» What you will do
Your answer must be a single number: how many lines in the records below contain the word "charts".

[Data extract Boundary: Start]

PR #8, opened 2020-01-06
CLOUD-481 Chart upgrade due to new version release

cap1984:


charts/pxc-db/Chart.yaml
```diff
@@ -1,9 +1,9 @@
-apiVersion: v1
-appVersion: "1.1.0"
+apiVersion: v1-3-0
```
paulczar: this change of API version is probably going to cause issues, this is the version for the Helm API.  see https://helm.sh/docs/topics/charts/#the-apiversion-field

charts/pxc-db/templates/cluster.yaml
```diff
@@ -1,6 +1,9 @@
-apiVersion: pxc.percona.com/v1
+apiVersion: pxc.percona.com/{{ .Chart.ApiVersion }}
```
paulczar: see previous comment.

charts/pxc-db/templates/cluster.yaml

[Data extract Boundary: End]

» Response box
4